Folk P, Strunecká A
Department of Physiology, Charles University, Praha, Czechoslovakia.
Gen Physiol Biophys. 1990 Jun;9(3):281-90.
Changes in extracellular Ca2+ concentration ([Ca2+]) were observed to affect 32Pi incorporation into polyphosphoinositides (PPI) and phosphatidic acid (PA) of human erythrocytes. A decrease of extracellular [Ca2+] from 1.5 mmol/l to 0.04 mumol/l increased the specific radioactivity (S.A.) of phosphatidylinositol 4,5-bisphosphate to 182% and that of phosphatidylinositol 4-phosphate to 120% of controls. Simultaneously S.A. and concentration of PA decreased. Further decrease of the extracellular [Ca2+] from 0.04 mumol/l to lower values as well as depletion of intracellular Ca2+ using ionophore A 23187 in Ca2(+)-free medium did not accelerate the PPI turnover rates any more. None of the above changes in extracellular [Ca2+] had any effect on the phosphorylation pattern of erythrocyte membrane proteins. Isolated erythrocyte membranes were incubated in the presence of [gamma-32P]ATP in media with various [Ca2+]. The decrease of [Ca2+] from 0.04 mumol/l (physiological concentration inside the cell) to lower values did not influence the turnover of PPI and PA monoester phosphates. Only after [Ca2+] was increased to 1-5 mumol/l an increase of PPI and PA turnover was observed. Our data suggest that the changes in extracellular [Ca2+] affect the metabolism of PPI and PA (despite the intracellular location of the latter) and may thus influence the properties of red cell plasma membrane.
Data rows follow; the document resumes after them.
Issue #780, opened 2026-08-31
A launch spends ~76% of its pre-attach time in ~42 sequential tmux round trips, 29 of which read nothing back


diazoxide:
Split out of #728, which was filed as a display defect ("nothing says the launch is
starting") and is not one — during the blank there is no client attached, so there is no
surface to write on. What is left of it is latency, and it is measurable and mostly
avoidable.

## Measured

One real `charter frame` launch on the private-server path, instrumented, on a fast
machine with a four-slot plane:

```
tmux invocations before the attach        42
wall time inside them                    293 ms      (~7 ms each)
launcher wall clock at the attach        383 ms
```

so **~76% of the time before anything can be on screen is sequential tmux round trips**.
The operator who filed #728 measured the same shape at ~4x the scale on their machine —
1.76 / 1.87 / 1.77 s to the first rule over three runs, with an independent decomposition
putting ~856 ms of it in ~64 round trips at ~13.4 ms each.

## They are not sequential by necessity

By verb, on the run above:

```
set-option 18   set-hook 7   set-environment 4     <- 29 of 42 read nothing back
split-window 4  list-windows 2  display-message 1  <- 13 that do, or that order matters for
list-sessions 1 list-panes 1  select-window 1
select-pane 1   source-file 1   -f 1
```

**29 of the 42 are fire-and-forget writes** whose results nothing reads. `tmuxctl.chain`
already exists to send several commands as one invocation — its docstring documents tmux
parsing and executing the whole list server-side — and `commands_frame` already uses it for
the overlay close. The obvious groups:

- `_dress_window`: `remain-on-exit -w` plus the five `_CHROME` window options plus #657's
  two `-p` rules — 8 calls, one chain, no ordering change (the whole group must still
  precede the first `split-window`, which chaining preserves).
- `_arm_panel_respawn`: one `set-hook` per pane.
- The per-pane `set-option`s that follow each `split-window` — they need that split's pane
  id, so they chain per pane rather than globally.

That is on the order of 30 round trips removed with no reordering of anything that reads a
result.

## The other half

charter's own import is paid once by the launcher, once by the detached `frame-gather`
child, and **once per panel pane** — seven or more times per launch on the shipped frame.
It is the only lever that also shortens the empty-box window *after* the attach, since that
window is exactly the panel processes' startup.

## Why this is its own issue

It has no display component, it wants its own before/after numbers on both tmux 3.7c and
[...]

PR #816, opened 2026-09-02
The chat bar's + makes a chat, instead of naming the command that would

diazoxide:
**Stacked on #815** — base is `tabs-strip`. Merge that first; this branch contains it.

> *"`+` button not working for creating new session."*

It was never a button. The chat bar's add-chat affordance was a **sentence**:

```
  chats  *api.1  + charter <harness> opens another
```

True, names the command that does it, and sits at the end of a row of clickable tabs beginning with a `+`. Every terminal an operator has used puts a `+` there and every one of them means *new*. So it got pressed.

```
  chats  *api.1   api.2   +
```

## Why it needed a new command

The obvious fix — have the panel run `charter <harness>` — does not work, and the way it fails is instructive. A click's work runs detached with all three streams on `/dev/null`, and `cmd_launch` reads a non-tty stdout as *this process cannot be the operator's terminal* and `os.execvp`s the bare harness into the void. No frame, no chat, and no process left to say so.

`attach=False` is the seam that says *build the frame, do not become the terminal*. It has existed since `_open_workspace` needed it for §4k and was reachable only in-process. `charter frame-new-chat` is the first spelling that can ask for it, and `cmd_new_chat` is `_open_workspace`'s shape with one guard **inverted**: that one refuses a workspace whose name is already a live session; this one refuses to proceed unless `_plane_session` can prove the session is this plane's. Same §3.3 rule, opposite sign, written out rather than shared because a helper taking a flag for which way to point would be one function claiming to answer two questions.

## Four stops, four sentences

All on the frame's attention row, because a `+` that silently failed would be this report one release later: a frame inside the operator's own tmux, a session this plane cannot prove is its own, a chat recording no launchable harness, and a workspace directory charter cannot enter.

## Two decisions worth the paragraph

**The `+` is drawn at every chat count now, not only at one.** The old rule was right about a *sentence* — a reminder for a plane that had not discovered chats — and wrong about a *button*: an operator with two chats wanting a third is exactly who presses it. It cannot share a row with a `+N`, structurally: the ladder draws the affordance only on the rung where every name fits and a count only on the rung where they do not.

**The workspace bar gets none.** A new chat is nothing but a press; a new workspace is a directory and a *name*, and #518 refuses to create one on a typo. The handler is handed the command as **data** rather than deriving it from what the renderer drew, so the property survives a renderer that grows a note later — pinned by a case that publishes the map by hand and asks the workspace handler directly.

## Verification

- Full suite: **10238 tests, 8 skipped, green.**
- Real tmux on **3.7c and the 3.2 floor** (20 cases in `test_a_real_click_on_a_real_tab_bar_switches`, green on both): a real client on a real pty, the `+` pressed through the client's own terminal, the answer written on the frame's own attention row by a real detached `charter frame-new-chat` that resolved which frame it belonged to, established it was on charter's own server, and proved the workspace's session was this plane's with a real `list-panes`. Plus: the keyboard stays on the harness, the cell next to the `+` reaches nothing, an unpaired release reaches nothing, and a stopped press created nothing.
- Mutation-checked: dropping either guard, `attach=True`, dropping the handler's `add` data, not publishing the affordance's columns, and not passing the note each turn the suite red.

**One stated limit.** The launcher itself is asserted against a stand-in rather than run for real: `commands_frame.SOCKET` is a module constant naming the one shared server every frame on the machine runs on, so a test that let the launch run would build a session on the operator's live charter server. Exactly one call is faked; everything up to it is real on both tmux versions.

## Note on file ownership

This touches `charter/commands_frame.py`, which another agent holds this session for the #780 tmux round-trip batching. The change is **purely additive** — one new function appended at the end of the file, plus two module constants — so it should merge cleanly, but it is worth knowing before this lands beside that work.

https://claude.ai/code/session_014ctfuhnX3LdXbtx3SMUvTu

### DIFF
--- a/charter/cli.py
+++ b/charter/cli.py
@@ -769,7 +769,7 @@ def _add_frame_parsers(sub) -> None:
                                          "frame-probe", "frame-respawn", "frame-density",
                                          "frame-resize", "frame-gather", "frame-switch",
                                          "frame-toggle", "frame-chrome", "frame-chat",
-                                         "frame-quit", "frame-close",
+                                         "frame-new-chat", "frame-quit", "frame-close",
                                          "frame-transcript"}
 
     # Which harness (by `.name`, never `.cli_name` — that's the dict key below) has
@@ -1004,6 +1004,28 @@ def _add_frame_parsers(sub) -> None:
     ch.add_argument("chat_id")
     ch.add_argument("--chat", dest="chat", default="")
     ch.set_defaults(func=commands_frame.cmd_chat)
+
+    # The chat bar's `+`, and the one thing no other spelling of `charter <harness>` can
+    # ask for: a launch that must NOT become the operator's terminal. `cmd_launch` has
+    # taken `attach=False` since `_open_workspace` needed it (§4k), and until now it was
+    # reachable only in-process — so a panel that wanted to add a chat had `charter claude`
+    # and nothing else, which on a detached child with `/dev/null` for stdout takes
+    # `bypass` and `os.execvp`s a bare harness into the void.
+    #
+    # **A sibling of `frame-chat` rather than a flag on it.** They are two different
+    # operations that happen to share a noun: one moves this client to a window that
+    # exists, the other makes one. `frame-chat`'s positional would have to become optional
+    # to carry a `--new`, which makes `charter frame-chat` alone — a plausible typo —
+    # parse into something that CREATES.
+    #
+    # **No name and no positional at all**, which is #518's line held: the chat's id is
+    # allocated (`state.workspace_prefix`) and its workspace is the one this chat is in for
+    # life (§4j), so there is nothing here for an operator to type and nothing to validate.
+    # `--chat` is where the press happened, exactly as it is for `frame-toggle` and
+    # `frame-quit`, and it falls back to `$CHARTER_SESSION_ID`.
+    nc = sub.add_parser("frame-new-chat")
+    nc.add_argument("--chat", dest="chat", default="")
+    nc.set_defaults(func=commands_frame.cmd_new_chat)
 
     # §4i's quit. Started DETACHED by the palette's confirmation row
     # (`commands_frame._start_leaving`) and typeable by hand, which is why it warns on its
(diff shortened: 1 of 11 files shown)


diazoxide:
Note for anyone reading this later: this merged into `tabs-strip`, **not into `main`** — GitHub did not retarget it when #815 was squash-merged, so `git merge-base --is-ancestor 6470663 origin/main` answers NO and none of this content is on main.

`tabs-strip` has since gone stale enough that merging it would revert #819, #820, #821 and #823: `git diff --stat origin/main origin/tabs-strip` is 1521 insertions and **2936 deletions**, including all 459 lines of #820's test file.

The same three commits are rebased onto `origin/main` at 6e89277 and reopened as **#825**, with base `main`. There, `git diff --diff-filter=D --name-only origin/main <branch>` is empty. Please take #825 and leave `tabs-strip` alone.

diazoxide:
**Correcting my comment above: the "merging `tabs-strip` would revert #819/#820/#821/#823" claim was false.** I withdraw it, and I apologise for putting a wrong statement about other people's work on a merged PR.

It rested on a **two-dot** `git diff --stat origin/main origin/tabs-strip`, which compares *tips* — so a branch merely behind main is charged for every file main gained since the merge base, as though merging it would delete them. A merge applies `merge-base..head`, not `tip..tip`. Measured:

```
git diff --stat            origin/main..origin/tabs-strip   ->  40 files, 1522+, 4023-
git diff --stat            origin/main...origin/tabs-strip  ->  16 files, 2539+,  112-
git diff --diff-filter=D --name-only origin/main...origin/tabs-strip  ->  (empty)
```

**Nothing would have been reverted, and #820's test file was never at risk.** The tell is that the two-dot deletion count grew from 2936 to 4023 while the branch did not change — main had simply moved on. Use three dots for this assertion.

What stands from the comment above is the only part that mattered: this PR's content is genuinely **not on main** — `git merge-base --is-ancestor 6470663 origin/main` answers NO and `cmd_new_chat` is absent from `origin/main` — so it does still need taking through **#825**, which is based on `main` and shows no deleted files under the three-dot check.

PR #818, opened 2026-09-02
The two tab strips get a keyboard route: F2, next tab, Enter

diazoxide:
**Stacked on #816** — base is `plus-makes-a-chat`, which is itself stacked on #815. Merge in order: #815, #816, this.

The tab bars became clickable, and clicking was the only way to use them. That is backwards for the rule charter states to every provider author who might add a pointer affordance of their own, in `component.EVENT_KINDS`:

> A component whose only route to a piece of state is a click has no route to it on most planes. **Give every pointer affordance a key as well.**

`[frame] mouse` is off by default, and a bar can never grow a keyboard of its own — `key` is in `EVENT_KINDS` and deliberately not in `events.DELIVERED`, because tmux routes typing to the *active* pane and that pane is the harness the frame exists to protect. `builtin_actions._register_selection` is charter keeping that rule for the repo table. These four rows are charter keeping it for the two strips.

```
    repo: select the next row
    repo: select the previous row
    chat: the next tab                 <- new
    chat: the previous tab             <- new
    workspace: the next tab            <- new
    workspace: the previous tab        <- new
```

Each walks the strip **one step in the order the strip is drawn**, wrapping, and spawns the argv a click on that tab already spawns — so the keyboard and the pointer cannot come to two answers about what "the next tab" is, or about what happens on arrival, refusals included. `_walk` is factored out of `_select` so the repo table and the two strips walk by one function.

## Three decisions worth the paragraph

**They do not keep the palette open, unlike the repo rows.** Those write two files and leave it standing. A switch moves the *client* to another window, and the palette's pane is in the window being left — a row that asked to stay open would be asking to stay open somewhere the operator no longer is.

**"Nowhere else to go" is reported by the RUN, not by `available`.** `test_frame_palette_names.TheRosterIsNeverReadUntilSomethingIsTyped` pins that opening the palette reads no roster at all — *`F2` on a plane with forty workspaces costs what it cost with none* — and `available` is asked for every row on every draw. An availability that asked `switch.workspaces()` would enumerate the plane on every `F2`, including the ones opened to detach. So the walk reports it: a step that lands where it started starts nothing and says the sentence instead. There is a new case asserting the palette still reads no workspace roster, so this cannot be reintroduced quietly.

**That test is also sharper than a count.** `len(names) > 1` reads *is there anywhere to go* as *are there two places*, and those differ on a real state: a frame whose recorded workspace has been deleted is on no name at all, so the one workspace left **is** somewhere to send it — and a count would refuse the only row that could.

## Verification

- Full suite: **10261 tests, 8 skipped, green.**
- Mutation-checked: no wrap, one start for both directions, the two commands swapped, a count for availability, no spawn, a flipped step, and dropping the strip-of-one report — each turns the suite red.
- The two argv spellings are held equal to `builtins._CHAT_SWITCH` / `_WORKSPACE_SWITCH` by a case, since `_STRIPS` respells rather than imports them (a palette process has no other reason to load a renderer module).

https://claude.ai/code/session_014ctfuhnX3LdXbtx3SMUvTu

### DIFF
--- a/charter/frame/builtin_actions.py
+++ b/charter/frame/builtin_actions.py
@@ -45,7 +45,7 @@ import subprocess
 
 from typing import Callable, NamedTuple
 
-from .. import contain, util
+from .. import util
 from . import action, actions, chats, choose, state, switch, tmuxctl
 
 #: What marks the density a frame is currently on. **One constant, not two**: it is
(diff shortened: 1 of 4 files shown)


diazoxide:
Superseded — this branch's base was never `main` and it had gone stale enough that merging it would have reverted #819, #820, #821 and #823 (2936 deletions, including all 459 lines of #820's test file). Rebased onto `origin/main` at 6e89277 and reopened against **main**: #816 → #825, #818 → #826. Both now show no deleted files against main.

据观察,细胞外钙离子浓度([Ca2+])的变化会影响32Pi掺入人红细胞的多磷酸肌醇(PPI)和磷脂酸(PA)中。细胞外[Ca2+]从1.5 mmol/l降至0.04 μmol/l,使磷脂酰肌醇4,5-二磷酸的比放射性(S.A.)增加至对照的182%,磷脂酰肌醇4-磷酸的比放射性增加至对照的120%。同时,PA的S.A.和浓度降低。细胞外[Ca2+]从0.04 μmol/l进一步降至更低值,以及在无Ca2+的培养基中使用离子载体A 23187耗尽细胞内Ca2+,均不再加速PPI的周转率。上述细胞外[Ca2+]的任何变化对红细胞膜蛋白的磷酸化模式均无影响。将分离的红细胞膜在含有[γ-32P]ATP且[Ca2+]不同的培养基中孵育。[Ca2+]从0.04 μmol/l(细胞内生理浓度)降至更低值,并不影响PPI和PA单酯磷酸的周转率。只有当[Ca2+]增加至1 - 5 μmol/l时,才观察到PPI和PA周转率增加。我们的数据表明,细胞外[Ca2+]的变化会影响PPI和PA的代谢(尽管PA位于细胞内),从而可能影响红细胞质膜的特性。